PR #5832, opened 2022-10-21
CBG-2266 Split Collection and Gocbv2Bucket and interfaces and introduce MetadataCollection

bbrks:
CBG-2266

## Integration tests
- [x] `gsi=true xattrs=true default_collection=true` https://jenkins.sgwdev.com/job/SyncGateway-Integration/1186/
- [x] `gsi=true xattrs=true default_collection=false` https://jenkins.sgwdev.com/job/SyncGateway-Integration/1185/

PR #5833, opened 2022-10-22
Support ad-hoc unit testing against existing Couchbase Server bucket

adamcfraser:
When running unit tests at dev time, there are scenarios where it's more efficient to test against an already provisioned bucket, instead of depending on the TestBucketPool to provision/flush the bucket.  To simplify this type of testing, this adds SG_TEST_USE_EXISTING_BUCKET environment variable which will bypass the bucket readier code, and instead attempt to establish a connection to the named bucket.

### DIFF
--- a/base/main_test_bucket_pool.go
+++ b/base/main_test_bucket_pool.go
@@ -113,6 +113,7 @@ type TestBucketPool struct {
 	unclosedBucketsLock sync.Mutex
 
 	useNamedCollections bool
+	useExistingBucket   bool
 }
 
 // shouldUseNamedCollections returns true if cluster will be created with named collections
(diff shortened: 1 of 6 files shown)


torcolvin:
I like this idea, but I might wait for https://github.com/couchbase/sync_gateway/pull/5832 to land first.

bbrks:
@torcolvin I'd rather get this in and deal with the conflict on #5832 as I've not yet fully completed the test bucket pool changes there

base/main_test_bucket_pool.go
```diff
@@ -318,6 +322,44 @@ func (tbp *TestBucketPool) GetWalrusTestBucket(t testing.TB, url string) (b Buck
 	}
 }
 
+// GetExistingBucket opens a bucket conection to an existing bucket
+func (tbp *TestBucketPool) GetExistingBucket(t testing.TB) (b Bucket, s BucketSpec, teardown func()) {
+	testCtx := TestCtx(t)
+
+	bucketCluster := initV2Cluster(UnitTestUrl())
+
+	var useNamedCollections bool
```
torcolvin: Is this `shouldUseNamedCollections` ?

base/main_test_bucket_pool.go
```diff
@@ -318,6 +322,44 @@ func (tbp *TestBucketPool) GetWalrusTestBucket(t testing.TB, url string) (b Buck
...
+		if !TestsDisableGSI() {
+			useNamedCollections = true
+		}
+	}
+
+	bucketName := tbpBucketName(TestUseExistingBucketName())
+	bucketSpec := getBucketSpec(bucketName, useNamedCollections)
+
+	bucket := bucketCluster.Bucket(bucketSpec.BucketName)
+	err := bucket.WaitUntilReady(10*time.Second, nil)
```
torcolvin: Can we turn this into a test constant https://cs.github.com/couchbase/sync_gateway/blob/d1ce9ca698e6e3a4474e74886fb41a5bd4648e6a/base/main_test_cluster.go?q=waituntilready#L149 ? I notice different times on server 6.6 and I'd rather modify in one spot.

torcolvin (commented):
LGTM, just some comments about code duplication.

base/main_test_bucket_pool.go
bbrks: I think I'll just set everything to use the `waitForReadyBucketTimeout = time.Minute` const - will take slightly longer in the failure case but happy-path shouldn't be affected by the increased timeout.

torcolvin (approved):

•••

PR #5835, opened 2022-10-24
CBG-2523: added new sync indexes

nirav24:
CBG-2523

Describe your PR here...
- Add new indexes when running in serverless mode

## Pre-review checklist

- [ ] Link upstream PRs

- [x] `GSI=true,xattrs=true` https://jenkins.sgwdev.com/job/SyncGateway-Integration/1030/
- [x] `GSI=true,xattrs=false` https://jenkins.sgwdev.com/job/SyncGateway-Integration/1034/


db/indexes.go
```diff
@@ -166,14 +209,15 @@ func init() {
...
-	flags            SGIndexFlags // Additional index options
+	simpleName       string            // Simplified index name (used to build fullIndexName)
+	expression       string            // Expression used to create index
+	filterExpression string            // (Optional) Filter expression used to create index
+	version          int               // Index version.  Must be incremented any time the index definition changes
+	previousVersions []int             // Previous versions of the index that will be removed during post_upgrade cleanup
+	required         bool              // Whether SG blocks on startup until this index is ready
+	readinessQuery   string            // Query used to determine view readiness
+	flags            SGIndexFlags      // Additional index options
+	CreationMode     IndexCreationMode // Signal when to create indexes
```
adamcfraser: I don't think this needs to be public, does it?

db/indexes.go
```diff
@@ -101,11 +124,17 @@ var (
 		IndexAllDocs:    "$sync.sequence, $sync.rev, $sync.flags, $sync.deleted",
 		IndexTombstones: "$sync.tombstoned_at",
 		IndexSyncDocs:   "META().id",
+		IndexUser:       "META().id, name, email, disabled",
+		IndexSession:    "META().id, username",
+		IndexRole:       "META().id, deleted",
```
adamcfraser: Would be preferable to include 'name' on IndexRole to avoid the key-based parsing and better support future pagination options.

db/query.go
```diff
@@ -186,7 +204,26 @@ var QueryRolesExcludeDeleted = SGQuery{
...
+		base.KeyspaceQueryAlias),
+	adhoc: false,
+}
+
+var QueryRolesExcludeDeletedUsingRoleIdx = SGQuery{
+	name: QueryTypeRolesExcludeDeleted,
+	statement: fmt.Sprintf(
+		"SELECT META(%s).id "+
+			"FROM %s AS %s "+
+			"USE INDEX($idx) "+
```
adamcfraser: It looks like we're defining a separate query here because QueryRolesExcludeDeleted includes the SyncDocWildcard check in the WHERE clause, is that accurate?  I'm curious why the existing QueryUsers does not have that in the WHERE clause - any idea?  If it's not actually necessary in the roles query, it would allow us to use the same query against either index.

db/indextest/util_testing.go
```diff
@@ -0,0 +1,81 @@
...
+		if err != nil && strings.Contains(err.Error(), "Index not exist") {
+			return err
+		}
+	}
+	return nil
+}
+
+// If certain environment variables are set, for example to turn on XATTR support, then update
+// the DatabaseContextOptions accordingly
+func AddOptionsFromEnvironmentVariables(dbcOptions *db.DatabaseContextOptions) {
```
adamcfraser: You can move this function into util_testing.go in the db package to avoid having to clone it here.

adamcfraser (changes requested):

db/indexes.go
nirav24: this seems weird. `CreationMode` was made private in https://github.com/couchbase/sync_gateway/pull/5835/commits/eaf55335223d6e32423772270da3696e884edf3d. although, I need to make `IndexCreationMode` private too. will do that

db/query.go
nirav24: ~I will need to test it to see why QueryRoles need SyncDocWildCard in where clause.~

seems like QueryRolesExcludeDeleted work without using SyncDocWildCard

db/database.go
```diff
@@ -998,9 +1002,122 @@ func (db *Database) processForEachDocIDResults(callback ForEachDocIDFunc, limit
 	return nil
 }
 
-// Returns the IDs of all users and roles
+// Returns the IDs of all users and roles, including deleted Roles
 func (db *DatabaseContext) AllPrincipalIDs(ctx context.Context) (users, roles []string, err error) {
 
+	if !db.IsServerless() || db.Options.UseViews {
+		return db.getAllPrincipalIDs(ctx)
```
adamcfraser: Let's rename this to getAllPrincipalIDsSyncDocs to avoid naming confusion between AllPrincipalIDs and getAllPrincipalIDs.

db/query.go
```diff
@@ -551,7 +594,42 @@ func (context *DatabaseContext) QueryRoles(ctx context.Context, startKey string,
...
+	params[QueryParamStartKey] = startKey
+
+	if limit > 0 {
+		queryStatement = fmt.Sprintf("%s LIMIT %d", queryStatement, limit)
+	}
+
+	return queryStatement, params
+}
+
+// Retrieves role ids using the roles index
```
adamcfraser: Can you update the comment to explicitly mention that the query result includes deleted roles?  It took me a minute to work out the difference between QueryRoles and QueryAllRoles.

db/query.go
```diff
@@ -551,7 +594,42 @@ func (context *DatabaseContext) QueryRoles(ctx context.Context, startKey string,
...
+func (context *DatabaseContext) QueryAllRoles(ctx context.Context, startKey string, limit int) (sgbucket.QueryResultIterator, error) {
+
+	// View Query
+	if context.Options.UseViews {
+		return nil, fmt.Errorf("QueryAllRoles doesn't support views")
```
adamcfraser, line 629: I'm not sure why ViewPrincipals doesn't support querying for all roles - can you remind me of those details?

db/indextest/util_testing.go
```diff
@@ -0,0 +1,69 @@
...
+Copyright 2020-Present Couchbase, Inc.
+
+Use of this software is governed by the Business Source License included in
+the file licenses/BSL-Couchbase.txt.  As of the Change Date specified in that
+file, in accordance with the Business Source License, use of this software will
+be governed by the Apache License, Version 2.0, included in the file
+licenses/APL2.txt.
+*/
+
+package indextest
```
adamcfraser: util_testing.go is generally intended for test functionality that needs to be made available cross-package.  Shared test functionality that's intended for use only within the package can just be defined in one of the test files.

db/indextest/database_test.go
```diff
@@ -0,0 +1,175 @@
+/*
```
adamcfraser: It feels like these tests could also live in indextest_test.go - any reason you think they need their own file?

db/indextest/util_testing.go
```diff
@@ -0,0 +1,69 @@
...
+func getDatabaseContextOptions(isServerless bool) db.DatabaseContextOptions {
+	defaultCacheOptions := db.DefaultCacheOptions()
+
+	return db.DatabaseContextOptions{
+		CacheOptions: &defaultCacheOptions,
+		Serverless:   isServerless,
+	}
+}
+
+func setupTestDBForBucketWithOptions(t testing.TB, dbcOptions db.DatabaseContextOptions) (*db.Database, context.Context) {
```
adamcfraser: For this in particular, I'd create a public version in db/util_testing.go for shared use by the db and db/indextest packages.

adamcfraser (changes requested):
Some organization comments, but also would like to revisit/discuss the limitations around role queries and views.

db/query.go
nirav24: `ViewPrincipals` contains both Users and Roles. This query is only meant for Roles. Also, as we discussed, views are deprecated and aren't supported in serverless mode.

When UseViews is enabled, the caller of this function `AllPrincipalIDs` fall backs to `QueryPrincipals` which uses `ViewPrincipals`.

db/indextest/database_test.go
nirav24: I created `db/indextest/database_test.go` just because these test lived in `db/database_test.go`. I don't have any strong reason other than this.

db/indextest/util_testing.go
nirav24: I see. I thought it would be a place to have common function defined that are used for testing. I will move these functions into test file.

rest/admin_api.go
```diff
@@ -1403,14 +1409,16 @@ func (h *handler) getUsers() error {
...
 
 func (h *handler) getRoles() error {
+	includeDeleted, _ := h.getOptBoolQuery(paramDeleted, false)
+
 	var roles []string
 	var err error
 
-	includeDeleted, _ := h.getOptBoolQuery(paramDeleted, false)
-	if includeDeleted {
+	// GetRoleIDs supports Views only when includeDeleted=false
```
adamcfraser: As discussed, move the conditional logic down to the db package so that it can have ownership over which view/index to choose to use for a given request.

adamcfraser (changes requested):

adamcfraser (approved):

•••

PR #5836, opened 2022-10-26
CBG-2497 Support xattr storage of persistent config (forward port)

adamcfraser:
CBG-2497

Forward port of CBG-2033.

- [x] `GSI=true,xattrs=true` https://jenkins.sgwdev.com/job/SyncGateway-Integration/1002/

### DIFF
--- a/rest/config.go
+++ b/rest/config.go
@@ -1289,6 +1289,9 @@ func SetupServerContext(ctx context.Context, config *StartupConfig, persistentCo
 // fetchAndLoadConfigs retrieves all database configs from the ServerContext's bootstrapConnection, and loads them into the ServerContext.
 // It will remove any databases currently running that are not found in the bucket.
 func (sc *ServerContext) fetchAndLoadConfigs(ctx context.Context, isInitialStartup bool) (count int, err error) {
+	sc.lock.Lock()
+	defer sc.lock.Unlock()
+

•••

Exercise goal:
Within the listing above, filter for lines holding the string "xattrs" and copy each one.

Answer to this exercise:
- [x] `gsi=true xattrs=true default_collection=true` https://jenkins.sgwdev.com/job/SyncGateway-Integration/1186/
- [x] `gsi=true xattrs=true default_collection=false` https://jenkins.sgwdev.com/job/SyncGateway-Integration/1185/
- [x] `GSI=true,xattrs=true` https://jenkins.sgwdev.com/job/SyncGateway-Integration/1030/
- [x] `GSI=true,xattrs=false` https://jenkins.sgwdev.com/job/SyncGateway-Integration/1034/
- [x] `GSI=true,xattrs=true` https://jenkins.sgwdev.com/job/SyncGateway-Integration/1002/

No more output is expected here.